According to the National Aphasia Association , about 2 million U.S. citizens live with aphasia, but only two-thirds of Americans are aware of the condition, which is a communication disorder that often occurs after a stroke. It can affect many different neurophysiological processes relating to communication, such as reading, speaking, or gesturing. June is National Aphasia Awareness Month, and BU's Aphasia resource center helped advocate for Massachusetts Gov. Maura Healy to issue a proclamation recognizing it.
For bilingual people, aphasia presents additional challenges than those who are monolingual, because "when someone knows more than one language, these languages share resources within the brain, but they also have individual and separate control mechanisms" , making the approach to rehabilitation more difficult. Some people may have differences in how aphasia affects one language over the other or the speed at which one language recovers from a stroke, for example.
Swathi Kiran is the Founding Director of the Center for Brain Recovery (CBR) at Boston University, and her work is focused on neuroscience, brain plasticity, language recovery, and bilingualism. She and her team publish over 30 papers each year.

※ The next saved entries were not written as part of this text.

PR #15362, opened 2022-07-12
fix(chat): `undefined` property access

### LINKED ISSUE #15359: Current user missing from users Object triggers unhandled exception
On 2.5.2, I'm seeing the test suite's stress tests trigger an exception in this block of code in `components/components-data/chat-context/adapter.jsx`:

```
 96  /* needed to prevent an issue with dupĺicated messages when user role is changed
 97  more info: https://github.com/bigbluebutton/bigbluebutton/issues/11842 */
 98  useEffect(() => {
 99    if (users[Auth.meetingID]) {
100      if (currentUserData?.role !== users[Auth.meetingID][Auth.userID].role) {
101        prevUserData = currentUserData;
102      }
103      currentUserData = users[Auth.meetingID][Auth.userID];
104    }
105  }, [usingUsersContext]);
```
The exception is `TypeError: Cannot read properties of undefined (reading 'role')` because no key matches `Auth.userID` on line 100.

When this exception is thrown, we get a message on the browser console and the client hangs with a blank screen.

I've instrumented the code as follows:

```
 96  /* needed to prevent an issue with dupĺicated messages when user role is changed
 97  more info: https://github.com/bigbluebutton/bigbluebutton/issues/11842 */
 98  useEffect(() => {
 99    if (users[Auth.meetingID]) {
100      console.log('users[Auth.meetingID]', users[Auth.meetingID]);
101      console.log('Auth.userID', Auth.userID);
102      console.log('users[Auth.meetingID][Auth.userID]', users[Auth.meetingID][Auth.userID]);
103      if (currentUserData?.role !== users[Auth.meetingID][Auth.userID].role) {
104        prevUserData = currentUserData;
105      }
106      currentUserData = users[Auth.meetingID][Auth.userID];
107    }
108  }, [usingUsersContext]);
```

On one test run, five users (Mod-1, User-1, Mod-2, User-2, Mod-3) all connected fine and the exception was thrown in the sixth client (User-3), like this:

```
User-3:  users[Auth.meetingID] {w_bevnh98bktoz: Object}
User-3:  Auth.userID w_nfqim08ofhdl
User-3:  users[Auth.meetingID][Auth.userID] undefined
```

The Mod-2 client, on the other hand, logged this at almost the same time:

```
Mod-2:  users[Auth.meetingID] {w_6da8pcvxspny: Object, w_bevnh98bktoz: Object, w_5rtvwtf1e1rt: Object, w_hfziol3twnte: Object, w_m8qkwouzqyuv: Object}
```

These were the mappings:

```
Mod-1:  Auth.userID w_bevnh98bktoz
Mod-2:  Auth.userID w_6da8pcvxspny
Mod-3:  Auth.userID w_m8qkwouzqyuv
User-1:  Auth.userID w_5rtvwtf1e1rt
User-2:  Auth.userID w_hfziol3twnte
User-3:  Auth.userID w_nfqim08ofhdl
```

In a study published in Nature , Dr. Kiran utilized an artificial intelligence model to predict which language for bilingual aphasia patients would be most effective for recovery, based upon the patient's "digital twin". In a Q&A, Dr. Kiran explains what aphasia is, discusses the recent research findings, and explains how the use of artificial intelligence may help guide rehabilitation decisions in bilingual patients.
Boston University: Your study looked at people who have aphasia, could you briefly explain what aphasia is and why it can be difficult to treat, especially for those that speak multiple languages?
Swathi Kiran: The difficulty or inability to speak or understand language is called aphasia. Aphasia usually occurs to a person due to a stroke or a brain injury. The most common type of stroke is an ischemic stroke, when a vessel supplying blood to the brain is obstructed. Typically a stroke occurs in the left middle cerebral artery, which supplies blood to parts of the brain involved in speech and language. In multilingual individuals with aphasia, impairment typically affects all languages rather than just one, possibly because stroke disrupts the network that enables switching between languages.
BU: This study used an AI model called BiLex to create "digital twins" of patients, what is it, and what makes it different from the AI tools most people are familiar with?
Kiran: BiLex is an AI system designed to act like a "digital twin"—a detailed, computer-based copy of an individual patient's language system in the brain. Instead of just analyzing data, it tries to simulate how that person's brain organizes and uses words across languages, based on their lifetime language experience and their specific impairment after stroke. Bilex is a brain-inspired model of language, with separate systems for each language and shared meaning representations. It is personalized as it is trained to match one individual's language history and their language difficulties after the stroke. And it can be "experimented on" safely—researchers can simulate brain damage and try different therapies to see what works best for that specific patient. It is different from AI tools that most people are familiar with in that it is not just pattern recognition from large data sets. Typical AI generates answers or images, but digital twin models like BiLex helps researchers understand why language breaks down and how it can recover.
BU: Before this study, how did clinicians decide which language a bilingual aphasia patient should focus on in therapy?
Kiran: Before this study, clinicians usually decide which language a bilingual aphasia patient should focus on by (a) asking the patient what language they want to focus on and provide therapy in that language whether or not that was an optimal language, or (b) if they did not speak the languages the patient spoke, they simply provided therapy in English, whether or not that was an optimal language.
BU: What happened when patients followed the language the model recommended versus when they didn't?
Kiran: In this study, we made two observations. First, when simply looking at group-level differences between the patients who followed the model prescription versus the placebo, there were no significant differences between the groups. However, when we subcategorized the patients into smaller cohorts organized by language history or how severe their aphasia was, we found that the digital twin simulations accurately captured these differences between people. In other words, the digital twin was able to capture differences in an individual's language profiles accurately.
BU: What are the next steps in this research? Are there areas that need to be explored further before your findings can be put into practice?
Kiran: These results really showed us that bilingual aphasia recovery is complex and demonstrates the potential of computational models to guide rehabilitation strategies. As the field of computational modeling advances, these tools will become increasingly valuable for developing personalized therapy plans that account for the unique linguistic profiles of patients.